Exercise prompt: Set down exactly the lines below between the line holding "- ✅ Each concern" and the line holding "- ✅ Existing", inclusive; no other line belongs in the answer.

Dataset excerpts:
PR #26, opened 2026-06-09
Refactor: split properf-wordpress-adapter.php into focused class files

### LINKED ISSUE #23: Refactor: split properf-wordpress-adapter.php into focused modules under includes/
## Problem

The main plugin file `properf-wordpress-adapter.php` is now **793 lines** and growing fast — up from **649** before PR #22 (+144 lines, ~22% growth in a single PR). It currently holds ~**67%** of all PHP code in the plugin (793 of ~1170 lines across the codebase).

It mixes at least 8 distinct concerns:

1. Plugin bootstrap and constants
2. WP Admin dashboard render (`properf_render_dashboard`)
3. Settings registration (`register_setting`, `add_settings_section`, `add_settings_field` calls)
4. Field renderer functions — currently 7, one per setting
5. Sanitize callbacks — one per setting that needs validation
6. Settings page render (`properf_render_settings`)
7. Action hooks (`update_option_properf_last_archival_date` listener)
8. Live-data fallback (`properf_get_live_data`)

## Why it matters

**Each new setting currently requires 5 separate additions in this one file:**

- `register_setting()` call
- `add_settings_field()` call
- A sanitize function
- A field renderer function
- A hand-coded `<tr>` row inside `properf_render_settings()`

That last one is because the settings page hand-codes its HTML instead of calling `do_settings_sections('properf-settings')`. As a side effect, the `add_settings_section()` / `add_settings_field()` registrations in `properf_register_settings()` are effectively decorative — they are registered but never rendered through the WP Settings API. Every new setting carries 5 separate touches in one file when it should carry 3.

With more settings already planned (table size limit per #14, retention-window wiring still pending under #21, QET-related settings under #15), this pattern compounds with every PR.

**`includes/` already exists** for `class-bigquery-client.php` and `class-data-collector.php`. The convention for separating concerns is in place — admin / settings / dashboard concerns just never got pulled out.

## Proposed structure

Candidate split, all under `includes/`:

- **`class-admin-settings.php`** — owns all settings registration, field renderers, sanitize callbacks, and the settings page render. Should switch to `do_settings_sections()` so each new setting only needs `register_setting()` + `add_settings_field()` + sanitize fn + renderer, with no per-setting `<tr>` boilerplate.
- **`class-admin-dashboard.php`** — owns the WP Admin dashboard render: the Autoloaded Options table, the WooCommerce Order Metrics table, the "Push to BigQuery" action.
- **`class-live-data.php`** — owns `properf_get_live_data()` and the default-metrics helper.

The entry file `properf-wordpress-adapter.php` shrinks back to plugin bootstrap, autoloader wiring, and the activation / deactivation / cron hooks. Target: ~150 lines.

## Acceptance criteria

- [ ] Each concern listed under "Problem" lives in its own class file under `includes/`
- [ ] `properf-wordpress-adapter.php` is under 200 lines and contains only plugin bootstrap and lifecycle hooks
- [ ] Settings page uses `do_settings_sections()` — no hand-coded `<tr>` per setting; adding a new setting requires only register + add_settings_field + sanitize fn + renderer (no extra render-function touch)
- [ ] All existing behavior preserved — settings save and load correctly, dashboard renders identically, BigQuery push works, the `update_option_properf_last_archival_date` hook still fires
- [ ] Existing feature work in flight (#14, #15, the wiring PR for #21) can land cleanly on top of the new structure

## Why now

Two recent PRs (#13: +120 lines; #22: +144 lines) added admin/settings code to this file. Three more PRs touching the same area are in flight or imminent (#14, #15, and the wiring follow-up for #21). If we don't restructure before those land, the file will likely cross 1200 lines and the refactor cost will be 3× higher than today.

This is a **refactor-only** issue — no behavior changes, no new features.

## Related

- #11 — tracking issue for server-side metrics (each new metric tends to add settings + dashboard code)
- #14, #15, #21 — open feature work that will touch the same file
- PRs #13 and #22 — where the growth happened

Ajay-Singh-Adhikari:
Closes #23

## What changed

`properf-wordpress-adapter.php` was 855 lines mixing 8 concerns. This PR splits it into focused class files under `includes/` and reduces the main file to 113 lines. Several correctness and standards issues in the original code are fixed as part of the split.

### New files

| File | Responsibility |
|---|---|
| `includes/class-admin-dashboard.php` | Admin menu registration, dashboard page render, BigQuery push handler, settings-saved notice handler |
| `includes/class-admin-settings.php` | Settings registration (options, sections, fields), field renderers, sanitize callbacks, settings page render, QET history reset on archival date change |
| `includes/class-live-data.php` | Live data retrieval from collector, safe fallback on error |
| `assets/css/admin.css` | Admin styles extracted from inline `style=""` attributes |

### `class-data-collector.php` — `collect_and_push()` added

The manual push handler and the daily cron were duplicating the same pipeline: collect → record QET → push → persist sync status. `collect_and_push()` centralises the shared work and returns `{ success, error }` so each caller keeps only its own notification (transient vs `error_log`).

### `properf-wordpress-adapter.php` after refactor

Contains only:
- Plugin header, constants, `require_once` wiring
- Activation / deactivation hooks
- Cron scheduler + cron push handler (delegates to `collect_and_push()`)
- `properf_get_next_midnight()` utility

---

### Security

- **Capability check added to `handle_bigquery_push()`** — the original checked the nonce but not `current_user_can('manage_options')`. Nonce verifies request origin; capability verifies permission. Both are required independently.
- **`sanitize_key()` on superglobal reads** — `$_GET['page']` and `$_POST['option_page']` now go through `sanitize_key()` before comparison.

### Hook registration

- **`update_option_properf_last_archival_date` hook moved outside `is_admin()` guard** — the original anonymous closure registered this hook only during admin requests. WP-CLI and cron calls to `update_option()` would silently skip QET history reset. Now registered via `register_persistent_hooks()` which is called unconditionally from `properf_init()`.
- **`wp_redirect` filter registered admin-only** — previously registered globally on every request including frontend checkout flows. Now only registers when `is_admin()` is true.
- **`handle_settings_notices()` scoped to ProPerf pages** — transient is only read on `properf` or `properf-settings` pages, not on every admin page load.
- **Anonymous hook replaced with named static method** — `reset_qet_on_archival_change()` makes the hook removable.

### Post/Redirect/Get for BigQuery push

Previously `properf_handle_bigquery_push()` called `add_settings_error()` inline in the POST handler and re-rendered the dashboard in the same request. Refreshing after a push resubmitted the form.

`handle_bigquery_push()` now stores the result in a per-user transient (60s TTL) via `push_notice_key()`, then calls `wp_safe_redirect()` + `exit`. On the following GET, `handle_settings_notices()` reads the transient and passes it to `add_settings_error()`.

### Type contract

The original `count` field in `autoloaded_option` held either an `int` or an error string depending on the code path, protected only by a silent `is_numeric()` guard in the template. Errors now live in a dedicated `error` key (`null` in the happy path, string on error); `count` is always `int`. The `error` key is present in every code path — both `collect_autoloaded_options()` and the fallback in `ProPerf_Live_Data` — so callers can rely on a consistent shape.

### Exception handling

`collect_and_push()` wraps `$this->get_data()` in a try-catch. A DB exception during data collection previously propagated uncaught, silently killing the cron job. Now it returns `['success' => false, 'error' => $message]` so the cron handler logs the failure and the manual push shows the error notice.

### Structure

- **`register_settings()` split into three private helpers** — `register_options()`, `register_sections()`, `register_fields()`. Adding a new setting now has a clear home for each concern.
- **`format_baseline_label()` extracted** — the 20-line `if/elseif/else` that parsed `baseline_qet_source` strings and built `$source_label` was inline in the render method. Extracted to a private static helper.
- **`push_notice_key()` extracted** — the transient key literal `'properf_push_notice_' . get_current_user_id()` appeared 4 times across two methods. Centralised in a private helper.
- **Private helpers placed after public methods** — in both `ProPerf_Admin_Dashboard` and `ProPerf_Admin_Settings`, private static helpers appear at the bottom of the class so the public interface is visible first when reading the file.

### Settings page

`properf_render_settings()` previously hand-coded two `<table>` blocks with a `<tr>` per field. The `add_settings_section()` / `add_settings_field()` registrations existed but were rendered manually rather than through WP.

`ProPerf_Admin_Settings::render_settings()` now uses `do_settings_sections('properf-settings')`. Adding a new setting requires only `register_setting()` + `add_settings_field()` + sanitize callback + field renderer — no per-setting `<tr>` in the render function.

### Output escaping and i18n

- `wp_die()` uses `esc_html__()` in both dashboard and settings classes
- `printf()` replaced with `echo esc_html( sprintf() )` in all KB/MB size outputs
- `add_settings_error()` message arguments use `esc_html__()`
- All user-facing strings translated: `'Unauthorized'`, `'Never'`, push notices, button labels, error fallback strings in `ProPerf_Live_Data`
- `id` attributes added to all settings form fields (required for `<label>` associations)

### Bug fixes

- `(float)` cast added to `$gmt_offset` in `timezone_name_from_abbr()` — prevents integer math errors on half-hour timezone offsets (e.g. IST +5:30)
- Dead code removed from `properf_get_next_midnight()`: `$tz = $tz ? $tz : 'UTC'` made the `gmt_offset` fallback block unreachable
- `reset_qet_on_archival_change()` guards with `! empty( $old )` so it only fires on actual date change, not on first-ever save

---

## Acceptance criteria

- [x] Each concern lives in its own class file under `includes/`
- [x] `properf-wordpress-adapter.php` is under 200 lines (113 lines)
- [x] Settings page uses `do_settings_sections()` — no hand-coded `<tr>` per setting
- [x] BigQuery push uses Post/Redirect/Get — no form resubmission on refresh
- [x] `update_option_properf_last_archival_date` hook fires in all contexts (admin, CLI, cron)
- [x] Admin hooks only register in admin context (`is_admin()` guard on `properf_init()`)
- [x] Nonce and capability check both present on `handle_bigquery_push()`
- [x] Shared push pipeline in `collect_and_push()` — single source of truth for cron and manual push
- [x] DB exception in `collect_and_push()` returns structured error instead of uncaught propagation
- [x] `autoloaded_option.count` is always `int`; `error` key present in all code paths (`null` when none)
- [x] Private helpers follow public methods in each class file
- [x] All existing behaviour preserved — settings save/load, dashboard renders identically, BigQuery push works


includes/class-admin-settings.php
```diff
@@ -0,0 +1,373 @@
...
+ */
+class ProPerf_Admin_Settings {
+
+	/**
+	 * Register hooks.
+	 */
+	public static function init() {
+		add_action( 'admin_init', array( __CLASS__, 'register_settings' ), 20 );
+		add_filter( 'wp_redirect', array( __CLASS__, 'settings_redirect' ) );
+		add_action( 'update_option_properf_last_archival_date', array( __CLASS__, 'reset_qet_on_archival_change' ), 10, 2 );
```
pokhiii: **Real regression from the `is_admin()` refactor — worth fixing before merge.**

Before this PR, the `update_option_properf_last_archival_date` action hook was registered at file-load time in the main plugin file, so it fired in **every** context — admin form save, WP-CLI, REST, cron, programmatic option update.

After this PR, the hook is registered inside `ProPerf_Admin_Settings::init()`, which is only invoked when `is_admin()` is true (main file line 49). So the QET-reset behavior now fires only on the admin settings form path.

The specific case this breaks: an engineer runs `wp option update properf_last_archival_date 2026-01-15` from WP-CLI after a manual archival. `is_admin()` is false in CLI context, so the hook isn't registered, so `properf_qet_history` and `properf_baseline_qet_ms` don't get reset. The locked baseline stays bound to the previous archival cycle until something else triggers a reset — but nothing else does. Silent staleness, hard to debug.

The fix splits the class init into two: persistent hooks always register; admin-only hooks gate on `is_admin()`. Suggested shape:

```php
/**
 * Register hooks that must fire in any context (CLI, REST, cron, frontend).
 */
public static function register_persistent_hooks() {
    add_action(
        'update_option_properf_last_archival_date',
        array( __CLASS__, 'reset_qet_on_archival_change' ),
        10,
        2
    );
}

/**
 * Register admin-only hooks.
 */
public static function init() {
    add_action( 'admin_init', array( __CLASS__, 'register_settings' ), 20 );
    add_filter( 'wp_redirect', array( __CLASS__, 'settings_redirect' ) );
}
```

And in `properf-wordpress-adapter.php:properf_init()`:

```php
function properf_init() {
    ProPerf_Admin_Settings::register_persistent_hooks();
    if ( is_admin() ) {
        ProPerf_Admin_Dashboard::init();
        ProPerf_Admin_Settings::init();
    }
}
```

The other admin hooks (`register_settings`, `settings_redirect`) are correctly admin-only — only the `update_option_*` listener needs to escape the gate.

includes/class-admin-dashboard.php
```diff
@@ -0,0 +1,332 @@
...
+			'manage_options',
+			'properf-settings',
+			array( 'ProPerf_Admin_Settings', 'render_settings' )
+		);
+	}
+
+	/**
+	 * Handle manual BigQuery push form submission.
+	 */
+	public static function handle_bigquery_push() {
```
pokhiii, line 75: Defense-in-depth nit.

`handle_bigquery_push()` verifies the nonce via `check_admin_referer()`, which confirms (a) the nonce matches and (b) the user is logged in. But it doesn't verify the user actually has `manage_options` — only that they had a valid nonce at some point. In practice the form is only rendered on the dashboard (which IS gated by `current_user_can('manage_options')` at `render_dashboard:153`), so realistically only admins ever obtain a usable nonce. So the risk is low.

But the pattern in WP core / VIP guidelines is to capability-check before any state-changing action, even when a nonce is present — they're orthogonal protections (nonce = CSRF, capability = authorisation). A subscriber whose nonce was somehow exposed (e.g., via a logged debug dump) could currently trigger a push.

One-line addition right after the nonce check:

```php
check_admin_referer( 'properf_push_action', 'properf_push_nonce' );
if ( ! current_user_can( 'manage_options' ) ) {
    wp_die( esc_html__( 'Unauthorized', 'properf' ) );
}
```

Not blocking by itself, but cheap and matches the discipline already shown on the render functions.

pokhiii (commented):
Final-state review of #23's refactor.

Genuinely strong refactor. The structural split is clean, behavior is mostly preserved, and a lot of bonus polish landed alongside the move. Quick reality-check on the issue #23 ACs:

- ✅ Each concern lives in its own class file under `includes/` — dashboard, settings, live-data
- ✅ Main file under 200 lines (123 lines)
- ✅ Settings page uses `do_settings_sections()` — verified line 353; new settings need no `<tr>` boilerplate in render
- ✅ All five existing settings + the two from PR #22 routed through the WP Settings API properly
- ✅ Existing in-flight feature work (#14, #15, #21 wiring) has a clear home

Bonus improvements worth calling out, since they go beyond #23's scope:

- **Post / Redirect / Get on the BigQuery push** — refreshing after a push no longer re-submits the form. Transient-based notice carries through.
- **`is_admin()` guard on `properf_init`** — admin classes don't load on frontend requests anymore. Real perf win.
- **Anonymous closure for QET reset replaced with named static method** — hook is now removable via `remove_action`. Good thinking.
- **`! empty( $old )` guard on `reset_qet_on_archival_change`** — first-ever save no longer triggers a meaningless reset. Subtle but correct.
- **Output escaping cleanup** — `esc_html( sprintf(...) )` replaces unescaped `printf` everywhere; `esc_textarea` for the private key field; all user-facing strings now in `__()` / `esc_html__()`.
- **CSS extracted** to `assets/css/admin.css`, enqueued only on ProPerf admin pages via the hook check on line 33.
- **Sanitizer errors surface to the user** — `add_settings_error` from inside `sanitize_threshold_years` and `sanitize_archival_date` so the engineer sees "previous value restored" instead of silent fallback. Nice UX detail.

## What needs fixing

Two inline notes below. One is a real regression from the `is_admin()` move; one is defense-in-depth.

## WP best-practices audit (final-state)

Clean:
- **Capability checks** on both render functions (`render_dashboard:153`, `render_settings:343`). ✅
- **Nonces** on push form + verified before processing (`check_admin_referer` at dashboard line 79). ✅
- **Output escaping**: every dynamic value goes through an `esc_*` helper. ✅
- **i18n / text domain `properf`** consistent across all new files, including error fallbacks in `ProPerf_Live_Data`. ✅
- **Hook removability** — every callback uses named methods, no anonymous closures. ✅
- **Settings API** used properly now — `register_setting`, `add_settings_section`, `add_settings_field`, `do_settings_sections`. ✅
- **Static method dispatch** (`array( __CLASS__, 'method' )`) — keeps hook registrations introspectable. ✅
- **`wp_safe_redirect`** instead of raw `wp_redirect` — same-host enforced. ✅
- **Asset enqueueing scoped to ProPerf pages** via hook check at line 33 — no global stylesheet load. ✅
- **No new SQL** in this PR (pure refactor), existing `$wpdb->prepare()` calls intact. ✅

Minor nits (low priority, not blocking):
- `$_GET['page']` (settings:110) and `$_POST['option_page']` (settings:368) are read without `sanitize_text_field()` / `sanitize_key()`. Both end up in strict equality checks against literal values so the practical risk is zero, but WPCS will flag these.
- `error_log()` calls in the cron handler (main file lines 86, 92) remain unconditional — pre-existing, not introduced here.

## No regressions found in (verified line by line)

- Cron registration, deactivation cleanup ✅
- BigQuery push success/failure paths and error message storage ✅
- Settings save → redirect → notice display (PRG roundtrip) ✅
- Dashboard render of all metric rows (WC-active and WC-absent branches) ✅
- The `update_option_properf_last_archival_date` action fires when invoked through the settings form ✅ — *but does not fire from non-admin contexts; see inline note*

This is a textbook refactor PR — clear scope, behavior-preserving with one fixable exception, and material code-quality wins as side effects. Once the two inline items are addressed, this is approve-ready.

includes/class-admin-settings.php
Ajay-Singh-Adhikari: Good catch — I missed that the update_option_* hook was only landing in admin context after the refactor. The WP-CLI case makes it obvious: running wp option update properf_last_archival_date after a manual archival is exactly the kind of workflow we'd use, and silently leaving the locked baseline stale would be confusing to debug later.

Went with the register_persistent_hooks() split you suggested — persistent hooks called unconditionally in properf_init(), admin-only hooks inside is_admin(). Clean separation and makes the intent explicit in the code.

includes/class-admin-dashboard.php
Ajay-Singh-Adhikari: Makes sense — I'd been thinking of the nonce as covering both CSRF and access control, but you're right that they're orthogonal. The nonce proves the request is legitimate; the capability check proves the user is allowed to act on it. A subscriber who somehow ends up with a valid nonce (debug log, shared session) shouldn't be able to trigger a push.

Added current_user_can('manage_options') right after the nonce check. One line, cheap, consistent with how render_dashboard() already gates access.

includes/class-admin-settings.php
pokhiii: Verified at `class-admin-settings.php:20-22` and `properf-wordpress-adapter.php:49`. `register_persistent_hooks()` is now called unconditionally from `properf_init()` — the `update_option_*` listener fires regardless of context. `init()` keeps the admin-only hooks (`register_settings`, `settings_redirect`) inside the `is_admin()` gate. Exactly the split. Resolving from my side.

includes/class-admin-dashboard.php
pokhiii: Verified at `class-admin-dashboard.php:80-82`. `current_user_can( 'manage_options' )` check sits right after `check_admin_referer()`, with `wp_die( esc_html__( 'Unauthorized', 'properf' ) )` on failure. Nonce + capability are now orthogonal protections. Resolving from my side.

pokhiii (approved):
Both inline items addressed and verified — see per-thread replies.

Four above-and-beyond improvements landed alongside, worth calling out:

- **`$_GET['page']` sanitized** with `sanitize_key()` at `handle_settings_notices:100` — addresses the WPCS nit I'd noted in passing.
- **Shared push pipeline** — `ProPerf_Data_Collector::collect_and_push()` extracts the duplicated cron + manual-push logic into one method with consistent exception handling and a `{success, error}` result shape. Cron handler in the main file shrinks to 7 lines.
- **Count type contract fix** — `'count'` in the autoload metrics is now always numeric, and error messages live in a separate `'error'` field. Dashboard renders the error if present, else `number_format(count)`. Cleaner contract than overloading the same field as int-or-string.
- **`register_settings()` split** into `register_options()` / `register_sections()` / `register_fields()`, plus `push_notice_key()` and `format_baseline_label()` private helpers. Each method now does one thing.

All concerns from the first pass closed; no regressions found in the new code paths.

Approving.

Reply to the task:
- ✅ Each concern lives in its own class file under `includes/` — dashboard, settings, live-data
- ✅ Main file under 200 lines (123 lines)
- ✅ Settings page uses `do_settings_sections()` — verified line 353; new settings need no `<tr>` boilerplate in render
- ✅ All five existing settings + the two from PR #22 routed through the WP Settings API properly
- ✅ Existing in-flight feature work (#14, #15, #21 wiring) has a clear home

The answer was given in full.